▶ **PROBLEM**: Exactly as they stand, set down all of the records again.
--- GIVEN RECORDS Enclosed Below ---
PR #1895, opened 2021-04-02
Keep only the files required by dry-run

### LINKED ISSUE #1850: [Bug] krun - --dry-run doesn't save temporary files
K Version
---------

```
$ kompile --version
RV-K version 1.0-SNAPSHOT
Git revision: 4c3c90e
Git branch: add-ref-default.nix
Build date: Tue Mar 30 14:29:27 EEST 2021
```

Description
-----------

Running `krun` with `--dry-run` prints a command that can't be executed because some temporary files are missing.
But those files are present after executing the command with `--save-temps`.

Input Files
-----------

`test.k`

```
module TEST
    imports INT
    syntax FOO ::= "foo"
    configuration <k> foo ~> $PGM:Int </k>
    rule <k> foo => #Bottom ... </k>
endmodule
```

`2.test`

```
1
```

Reproduction Steps
------------------

```
$ kompile --backend haskell -d . test.k
$ krun --search-final --dry-run --haskell-backend-command /home/andrei/kore/.build/kore/bin/kore-exec -d . 2.test
/home/andrei/kore/.build/kore/bin/kore-exec ./test-kompiled/definition.kore --module TEST --pattern .krun-2021-03-11-17-48-49-xUJZdjQeBL/tmp.in.zXImruBIo3 --output .krun-2021-03-11-17-48-49-xUJZdjQeBL/result.kore --searchType FINAL --search .krun-2021-03-11-17-48-49-xUJZdjQeBL/tmp.pattern.PmSzl0lJTD
```
Then execute the resuled command. In this case it's
```
$ /home/andrei/kore/.build/kore/bin/kore-exec ./test-kompiled/definition.kore --module TEST --pattern .krun-2021-03-11-17-48-49-xUJZdjQeBL/tmp.in.zXImruBIo3 --output .krun-2021-03-11-17-48-49-xUJZdjQeBL/result.kore --searchType FINAL --search .krun-2021-03-11-17-48-49-xUJZdjQeBL/tmp.pattern.PmSzl0lJTD
.krun-2021-03-11-17-48-49-xUJZdjQeBL/tmp.pattern.PmSzl0lJTD: copyFile:atomicCopyFileContents:withReplacementFile:copyFileToHandle:openBinaryFile: does not exist (No such file or directory)
```

Expected Behavior
-----------------

The command printed by using `--dry-run` should give the same result as
```
$ krun --search-final  --haskell-backend-command /home/andrei/kore/.build/kore/bin/kore-exec -d . 2.test
```
which is
```
#Bottom
```

radumereuta:
Fixes: #1850
Keeping better track of which files are required by --dry-run and excluding them from the tempFiles list.


dwightguth (changes requested):
This doesn't seem to be correctly handling the case where the script exits abnormally.

radumereuta:
@dwightguth can you be more specific?
What I've done is to keep track of what files are being used to run the backend and remove them from the list of files that are to be deleted. If the script exits abnormally, then the behavior is just as before. Delete all temp files, or keep all temp files if you specified `--save-temps`.
`--dry-run` is an option that should work when the definition normally goes through.

ehildenb:
Let's make sure we continue to handle this case "incrementally" (any intermediate produced files should be kept on abnormal exit).

radumereuta:
I made a function that decides which files to keep if `--dry-run` was provided to keep things tidy.
This is called before constructing the final execute command, which is also the soonest I know for sure which files to keep.

> Let's make sure we continue to handle this case "incrementally" (any intermediate produced files should be kept on abnormal exit).

I disagree with this exact statement. None of our other tools behave in this way. The temporary files are kept only if the `--debug` option is provided. In the krun script, the best equivalent would be `--save-temps`. I still believe it should be renamed to `--debug` because we get to confusing situations like this one.

k-distribution/src/main/scripts/bin/krun
```diff
@@ -45,6 +45,21 @@ tempFiles+=("$input_file")
 tempFiles+=("$expanded_input_file")
 tempFiles+=("$kore_output")
 
+keepTempsIfDryRun () {
+  # kepp files used by dry-run
+  if $dryRun; then
+    local newArray=()
+    for value in "${tempFiles[@]}"; do
+        if [[ ! $@ =~ ${value} ]]; then
```
dwightguth: $@ should always be quoted

dwightguth (approved):
One minor change, otherwise seems okay. I'm not convinced that the amount of quoting of filenames is adequate, but appropriate testing to ensure that the script works on filenames containing spaces is out of scope for this change, so we can ignore it for now. Please address the comment I made before merging though.

k-distribution/src/main/scripts/bin/krun
```diff
@@ -45,6 +45,21 @@ tempFiles+=("$input_file")
 tempFiles+=("$expanded_input_file")
 tempFiles+=("$kore_output")
 
+keepTempsIfDryRun () {
+  # kepp files used by dry-run
+  if $dryRun; then
+    local newArray=()
+    for value in "${tempFiles[@]}"; do
```
ehildenb, line 52: Will this work on MacOS? I thought that it only worked in Bash 4+ to have an empty array and then append to it later.

radumereuta: I think the problem was with associative arrays. Anyways, I've tested it with the mac version and it works:
```
radu@radu:~/work/t e s t$ cat test.sh
krun --dry-run 1.test
radu@radu:~/work/t e s t$ ../bash/bash-3.2.57/bash test.sh
kore-exec ./test-kompiled/definition.kore --module TEST --pattern .krun-2021-04-15-21-51-20-Z2RhjNb9Yx/tmp.in.C1RvjO4LLV --output .krun-2021-04-15-21-51-20-Z2RhjNb9Yx/result.kore
radu@radu:~/work/t e s t$ ls -a
.  ..  1.test  .krun-2021-04-15-21-51-20-Z2RhjNb9Yx  test.k  test-kompiled  test.sh
```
--- End of Enclosed GIVEN RECORDS ---
▶ **ANSWER TO THIS PROBLEM**:
PR #1895, opened 2021-04-02
Keep only the files required by dry-run

### LINKED ISSUE #1850: [Bug] krun - --dry-run doesn't save temporary files
K Version
---------

```
$ kompile --version
RV-K version 1.0-SNAPSHOT
Git revision: 4c3c90e
Git branch: add-ref-default.nix
Build date: Tue Mar 30 14:29:27 EEST 2021
```

Description
-----------

Running `krun` with `--dry-run` prints a command that can't be executed because some temporary files are missing.
But those files are present after executing the command with `--save-temps`.

Input Files
-----------

`test.k`

```
module TEST
    imports INT
    syntax FOO ::= "foo"
    configuration <k> foo ~> $PGM:Int </k>
    rule <k> foo => #Bottom ... </k>
endmodule
```

`2.test`

```
1
```

Reproduction Steps
------------------

```
$ kompile --backend haskell -d . test.k
$ krun --search-final --dry-run --haskell-backend-command /home/andrei/kore/.build/kore/bin/kore-exec -d . 2.test
/home/andrei/kore/.build/kore/bin/kore-exec ./test-kompiled/definition.kore --module TEST --pattern .krun-2021-03-11-17-48-49-xUJZdjQeBL/tmp.in.zXImruBIo3 --output .krun-2021-03-11-17-48-49-xUJZdjQeBL/result.kore --searchType FINAL --search .krun-2021-03-11-17-48-49-xUJZdjQeBL/tmp.pattern.PmSzl0lJTD
```
Then execute the resuled command. In this case it's
```
$ /home/andrei/kore/.build/kore/bin/kore-exec ./test-kompiled/definition.kore --module TEST --pattern .krun-2021-03-11-17-48-49-xUJZdjQeBL/tmp.in.zXImruBIo3 --output .krun-2021-03-11-17-48-49-xUJZdjQeBL/result.kore --searchType FINAL --search .krun-2021-03-11-17-48-49-xUJZdjQeBL/tmp.pattern.PmSzl0lJTD
.krun-2021-03-11-17-48-49-xUJZdjQeBL/tmp.pattern.PmSzl0lJTD: copyFile:atomicCopyFileContents:withReplacementFile:copyFileToHandle:openBinaryFile: does not exist (No such file or directory)
```

Expected Behavior
-----------------

The command printed by using `--dry-run` should give the same result as
```
$ krun --search-final  --haskell-backend-command /home/andrei/kore/.build/kore/bin/kore-exec -d . 2.test
```
which is
```
#Bottom
```

radumereuta:
Fixes: #1850
Keeping better track of which files are required by --dry-run and excluding them from the tempFiles list.


dwightguth (changes requested):
This doesn't seem to be correctly handling the case where the script exits abnormally.

radumereuta:
@dwightguth can you be more specific?
What I've done is to keep track of what files are being used to run the backend and remove them from the list of files that are to be deleted. If the script exits abnormally, then the behavior is just as before. Delete all temp files, or keep all temp files if you specified `--save-temps`.
`--dry-run` is an option that should work when the definition normally goes through.

ehildenb:
Let's make sure we continue to handle this case "incrementally" (any intermediate produced files should be kept on abnormal exit).

radumereuta:
I made a function that decides which files to keep if `--dry-run` was provided to keep things tidy.
This is called before constructing the final execute command, which is also the soonest I know for sure which files to keep.

> Let's make sure we continue to handle this case "incrementally" (any intermediate produced files should be kept on abnormal exit).

I disagree with this exact statement. None of our other tools behave in this way. The temporary files are kept only if the `--debug` option is provided. In the krun script, the best equivalent would be `--save-temps`. I still believe it should be renamed to `--debug` because we get to confusing situations like this one.

k-distribution/src/main/scripts/bin/krun
```diff
@@ -45,6 +45,21 @@ tempFiles+=("$input_file")
 tempFiles+=("$expanded_input_file")
 tempFiles+=("$kore_output")
 
+keepTempsIfDryRun () {
+  # kepp files used by dry-run
+  if $dryRun; then
+    local newArray=()
+    for value in "${tempFiles[@]}"; do
+        if [[ ! $@ =~ ${value} ]]; then
```
dwightguth: $@ should always be quoted

dwightguth (approved):
One minor change, otherwise seems okay. I'm not convinced that the amount of quoting of filenames is adequate, but appropriate testing to ensure that the script works on filenames containing spaces is out of scope for this change, so we can ignore it for now. Please address the comment I made before merging though.

k-distribution/src/main/scripts/bin/krun
```diff
@@ -45,6 +45,21 @@ tempFiles+=("$input_file")
 tempFiles+=("$expanded_input_file")
 tempFiles+=("$kore_output")
 
+keepTempsIfDryRun () {
+  # kepp files used by dry-run
+  if $dryRun; then
+    local newArray=()
+    for value in "${tempFiles[@]}"; do
```
ehildenb, line 52: Will this work on MacOS? I thought that it only worked in Bash 4+ to have an empty array and then append to it later.

radumereuta: I think the problem was with associative arrays. Anyways, I've tested it with the mac version and it works:
```
radu@radu:~/work/t e s t$ cat test.sh
krun --dry-run 1.test
radu@radu:~/work/t e s t$ ../bash/bash-3.2.57/bash test.sh
kore-exec ./test-kompiled/definition.kore --module TEST --pattern .krun-2021-04-15-21-51-20-Z2RhjNb9Yx/tmp.in.C1RvjO4LLV --output .krun-2021-04-15-21-51-20-Z2RhjNb9Yx/result.kore
radu@radu:~/work/t e s t$ ls -a
.  ..  1.test  .krun-2021-04-15-21-51-20-Z2RhjNb9Yx  test.k  test-kompiled  test.sh
```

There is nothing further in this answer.